Basil Sgourdos Naspers CFO
Basil Sgourdos, Naspers CFO

Naspers itself will retain its primary listing on the JSE in South Africa, and will continue to directly hold its South African assets, Takealot and Media24, alongside its majority stake in NewCo. NewCo’s free float is expected to be created by Naspers through a capitalisation issue of NewCo shares to Naspers shareholders. Shareholders will also be able to choose to receive more shares in Naspers instead of shares in NewCo, subject to certain limits. This is intended to provide flexibility to shareholders. Further details relating to the implementation of the proposed transaction will be provided in due course. It is intended that the Board and governance structures of NewCo will mirror those of Naspers.

Even after the listing of NewCo on Euronext Amsterdam, Naspers will remain the largest South African company listed on the JSE by market capitalisation, and Naspers will continue to invest in South Africa. Naspers is one of the foremost investors in the South African technology sector and is committed to building its existing internet and e-commerce companies in the country, as well as stimulating the local tech start-up sector through the Naspers Foundry. This is a R1.4bn investment commitment targeting technology start-ups in South Africa that seek to address big societal needs. This is in addition to the commitment Naspers made in October 2018 at the inaugural South Africa Investment Conference to inject a further R3.2bn into its existing South African businesses, which is already underway.

Information related to the proposed transaction can be viewed at from 09:30am CET on 25 March 2019 and further information will be available in the coming weeks and months.

Naspers to separate Tencent stake, web assets in Dutch listing

By Loni Prinsloo

(Bloomberg) – Naspers Ltd. plans to carve out its internet businesses, including a $133bn stake in China’s Tencent Holdings Ltd. that has long exceeded the South African technology investor’s own market value.

Naspers chose Euronext Amsterdam to list a business that includes its 31% holding in Tencent, as well as investments in Russian internet platform Mail.Ru, German food delivery business Delivery Hero and Indian e-commerce startup Swiggy.

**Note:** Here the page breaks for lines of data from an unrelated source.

PR #13964, opened 2022-02-09
UI/Client counts view if no license

hellobontempo:
Shows appropriate empty state message and adds a dropdown so a user can select a start date if one is not returned from the license or if a license doesn't exist.

no-billing-start


ui/app/components/clients/history.js
```diff
@@ -60,7 +60,6 @@ export default class History extends Component {
 
   get startTimeDisplay() {
     if (!this.startTimeFromResponse) {
-      // otherwise will return date of new Date(null)
```
hellobontempo, line 63: I think this comment is no longer relevant?

ui/app/routes/vault/cluster/clients/history.js
```diff
@@ -5,16 +5,19 @@ import { action } from '@ember/object';
 export default class HistoryRoute extends Route {
   async getActivity(start_time) {
```
hellobontempo, line 6: Thought it made sense to _only_ make the request if we had a valid `start_time` from the license, but thoughts on why this could cause problems?

ui/app/components/date-dropdown.js
```diff
@@ -0,0 +1,38 @@
+import Component from '@glimmer/component';
```
hellobontempo, line 1: Make `add-on` component?

hashishaw: I don't think it's quite generic enough yet. Keeping it as its own component is 👍 though

ui/app/components/clients/history.js
```diff
@@ -179,7 +180,7 @@ export default class History extends Component {
       }
       this.queriedActivityResponse = response;
     } catch (e) {
-      // ARG TODO handle error
+      return e;
```
hashishaw, line 183: `return e` will return an error-shaped object which you have to check for, while `throw e` will allow you to wrap the consumer in a try/catch. If you do want to throw e you actually don't need to wrap this method in a try/catch because it will throw automatically. Just some notes when you think through how you want to handle errors

hashishaw (approved):
A few very minor comments. Nice work!

ui/app/templates/components/date-dropdown.hbs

The listing, meant to attract international investors, is part of Chief Executive Officer Bob Van Dijk’s effort to reduce the gap between the Cape Town-based company’s market value of about R1.41trn ($97.9bn) and its Tencent stake. Naspers has been considering listings other than its primary one in Johannesburg, which some investors have encouraged.

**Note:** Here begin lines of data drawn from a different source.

PR #13991, opened 2022-02-09
Allow specifying multiple allowed SSH key lengths

cipherboy:
In the ssh secrets engine, only a single allowed key length was allowed
for each algorithm type. However, many algorithms have multiple safe
values (such as RSA and ECDSA); allowing a single role to have multiple
values for a single algorithm is thus helpful.

On creation or update, roles can now specify multiple types using a list
or comma separated string of allowed values:

    allowed_user_key_lengths: map[string][]int{"rsa": []int{2048, 4096}}

---

As mentioned by @stevendpclark, there was some discussion of `map[string][]string` to support named curves, but with the exception of `x448` (which behaves like `x25519` and takes no length), support in cryptography libraries for other named curves besides the 4 we support (+ P-224 which we don't) isn't broad. There's little value in adding them and most all should be happy with the three NIST P-curves and x25519 (+/- x448 if/when we add it).

Since the PKI engine already takes curves-as-bits, I'm fine using this behavior. My 2c.

### DIFF
--- a/builtin/logical/ssh/path_sign.go
+++ b/builtin/logical/ssh/path_sign.go
@@ -447,7 +447,7 @@ func (b *backend) calculateTTL(data *framework.FieldData, role *sshRole) (time.D
 }
 
 func (b *backend) validateSignedKeyRequirements(publickey ssh.PublicKey, role *sshRole) error {
-	if len(role.AllowedUserKeyLengths) != 0 {
+	if len(role.AllowedUserKeyTypesLengths) != 0 {
 		var kstr string
 		var kbits int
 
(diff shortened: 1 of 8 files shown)


stevendpclark (approved):

sgmiller (changes requested):

website/content/api-docs/secret/ssh.mdx
```diff
@@ -210,8 +210,10 @@ This endpoint creates or updates a named role.
   '{{public_key_hash}}' - A SHA256 checksum of the public key that is being signed.
   e.g. "custom-keyid-{{token_display_name}}"
 
-- `allowed_user_key_lengths` `(map<string|int>: "")` – Specifies a map of ssh key types
+- `allowed_user_key_lengths` `(map<string|int|[]int>: "")` – Specifies a map of ssh key types
```
cipherboy, line 213: Should this type signature be `map<string|(int|[]int)>` instead perhaps? Not really sure how to indicate an optional list of int-like types.

builtin/logical/ssh/path_sign.go
```diff
@@ -473,31 +473,36 @@ func (b *backend) validateSignedKeyRequirements(publickey ssh.PublicKey, role *s
...
-				}
-			case "dsa":
-				if kbits == value {
-					pass = true
-				}
-			case "ecdsa":
-				if kbits == value {
+			for _, value := range allowed_values {
+				switch kstr {
+				case "rsa":
```
stevendpclark, line 480: Technically correct, but we are now incongruent on the key names we accept for "key types" from PR#14008 and what the names/values we allow for this key. Not the end of the world just pointing it out.

stevendpclark (approved):

cipherboy:
Thanks all!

Naspers, Africa’s largest company, accounts for about 25% of the Johannesburg Stock Exchange’s weighting, and has seen its value ebb and flow with the holding limits of South African institutional investors and emerging market sentiment.

“When the transaction is complete about a quarter of the Naspers market value will have moved from the JSE,” Van Dijk said in a phone interview.

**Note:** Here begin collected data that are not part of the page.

Issue #11608, opened 2021-05-13
SSH CA: rsa-sha1 should not be default signing algorithm  


gargath:
**Describe the bug**
Modern-ish versions of sshd refuse SSH CA certificates signed with sha1. https://github.com/hashicorp/vault/pull/9096 added support for providing a `algorithm_signer` attribute to override this, but sha1 is still the default if this is not specified.

This means that following the documentation at https://www.vaultproject.io/docs/secrets/ssh/signed-ssh-certificates#signing-key-role-configuration will result in certificates that will be rejected by most hosts.

The documentation should outline the use of the `algorithm_signer` attribute and include it in the sample role definitions provided.
In addition, maybe `sha1` should no longer be the default?

**To Reproduce**
1. With a fresh, unsealed vault, follow documentation at https://www.vaultproject.io/docs/secrets/ssh/signed-ssh-certificates#signing-key-role-configuration
2. Note that Step 4 in the guide does not mention the `algorithm_signer`
3. Configure a recent ubuntu machine to trust the SSH CA
4. Sign a key with ault write ssh-client-signer/sign/<some_fole> public_key=@$HOME/.ssh/id_rsa.pub
5. Try to log into the ubuntu machine with the signed key and cert
6. Observe sshd logs to see error: `sshd[60694]: userauth_pubkey: certificate signature algorithm ssh-rsa: signature algorithm not supported [preauth]`

**Expected behavior**
The certificate should be signed with an algorithm that is supported by modern sshd implementations, e.g. `rsa-sha2-512`.

**Environment:**
* Vault Server Version (retrieve with `vault status`): 1.7.0
* Vault CLI Version (retrieve with `vault version`):  v1.7.1 ('917142287996a005cb1ed9d96d00d06a0590e44e+CHANGES')
* Server Operating System/Architecture: client: MacOS Cataline (10.15.7), server: Ubuntu 20.04.2 LTS

**Additional context**
Using this role instead of the one in the documentation worked as expected:
```
$ vault write ssh-client-signer/roles/my-role -<<"EOH"
{
  "allow_user_certificates": true,
  "allowed_users": "*",
  "allowed_extensions": "permit-pty,permit-port-forwarding",
  "default_extensions": [
    {
      "permit-pty": ""
    }
  ],
  "key_type": "ca",
  "default_user": "ubuntu",
  "algorithm_signer": "rsa-sha2-512",
  "ttl": "30m0s"
}
EOH
```

[...]

PR #14006, opened 2022-02-10
Switch to secure signing algorithm for SSH secrets engine

cipherboy:
~Built on top of #13991; will be rebased once that merges.~

---

The default (empty) value for RSA keys, `ssh-rsa`, is an insecure default because it uses SHA-1 signing. This has lead to its removal from OpenSSH >= 8.2's default algorithm list. However, the more secure, modern signing algorithms for SSH keys, `rsa-sha2-256` and `rsa-sha2-512`, aren't available on platforms with OpenSSH < 7.2.

This PR takes an approach of migrating existing SSH roles using the default (empty) value to an explicit `ssh-rsa` value and changing the default to `default`, which can change over time as secure defaults change. This explicit `default` value presently uses `rsa-sha2-256`. Roles can of course still explicitly specify a value if desired.

Documentation has been clarified to point out that the legacy value is insecure, what the secure value presently is, and what will occur as a result of migration.

This is motivated by https://github.com/hashicorp/vault/issues/11608. 

Resolves: #11608

### DIFF
--- a/website/data/docs-nav-data.json
+++ b/website/data/docs-nav-data.json
@@ -1495,6 +1495,10 @@
         "path": "upgrading/plugins"
       },
       {
+        "title": "Upgrade to 1.10.x",
+        "path": "upgrading/upgrade-to-1.10.x"
+      },
+      {
         "title": "Upgrade to 1.9.x",
         "path": "upgrading/upgrade-to-1.9.x"
       },


website/content/api-docs/secret/ssh.mdx
```diff
@@ -210,14 +210,22 @@ This endpoint creates or updates a named role.
   '{{public_key_hash}}' - A SHA256 checksum of the public key that is being signed.
   e.g. "custom-keyid-{{token_display_name}}"
 
-- `allowed_user_key_lengths` `(map<string|int>: "")` – Specifies a map of ssh key types
+- `allowed_user_key_lengths` `(map<string|int|[]int>: "")` – Specifies a map of ssh key types
   and their expected sizes which are allowed to be signed by the CA type.
+  To specify multiple sizes, either use a comma-separated list or an array
+  of allowed key widths.
 
 - `algorithm_signer` `(string: "")` - Algorithm to sign keys with. Valid
```
cipherboy, line 218: should change to `default`

builtin/logical/ssh/path_roles.go
```diff
@@ -496,7 +499,7 @@ func (b *backend) pathRoleWrite(ctx context.Context, req *logical.Request, d *fr
 			Version:         roleEntryVersion,
 		}
 	} else if keyType == KeyTypeCA {
-		algorithmSigner := ""
+		algorithmSigner := DefaultAlgorithmSigner
```
stevendpclark, line 502: I might be mis-reading this code but at line 508 the case "": statement I would have assumed that we would have reset algorithmSigner back to DefaultAlgorithmSigner? Because we aren't I *think* we are writing out an empty value within the role's AlgorithmSigner with a V2 version

cipherboy: Ah, you're right that we to allow users to make this explicitly default. 

I'm not sure I follow though -- we set algorithmSigner to whatever was passed in the request _if something was passed_... Which might be `default` or it might be the empty string. Technically there's a subtle behavior difference between the empty string (library default) and the literal `default` (our Vault default -- preferring SHA2-256 in the RSA case). So it is valid to pass an empty string via the API IMO.

stevendpclark (approved):

builtin/logical/ssh/path_roles.go
cipherboy: I see, explicit is better than implicit. Let's change it here to explicitly be default and have consistent behavior between the two.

Naspers dropped 0.5% as of 10:30am in Johannesburg. Shares of Tencent were down 3%.

The listing is a “judicious move to a larger pool of capital,” John Davies, an analyst at Bloomberg Intelligence, wrote in a note. Naspers still needs to demonstrate a track record of investment success, Davies said.

Naspers will still control the new internet unit, called NewCo until it gets a name, by owning a 75% stake, with the rest a free float, the company said in a statement.

Naspers got its start just over a century ago as a newspaper publisher focused on providing the first Afrikaans-language press. The company has since evolved into one of the world’s biggest tech investors. Its executives are based largely in the Netherlands and travel extensively, as they seek to replicate the Tencent bet.

Van Dijk said he chose Amsterdam partly because it’s a “great place to attract talent.” The listing requirements are very similar to the JSE and the company can keep the same management and board. Its tech unit will be the largest internet investment company on the Euronext and the third-largest overall, he said.

Van Dijk this month spun out the company’s pay-TV company MultiChoice, to focus Naspers entirely on consumer internet businesses.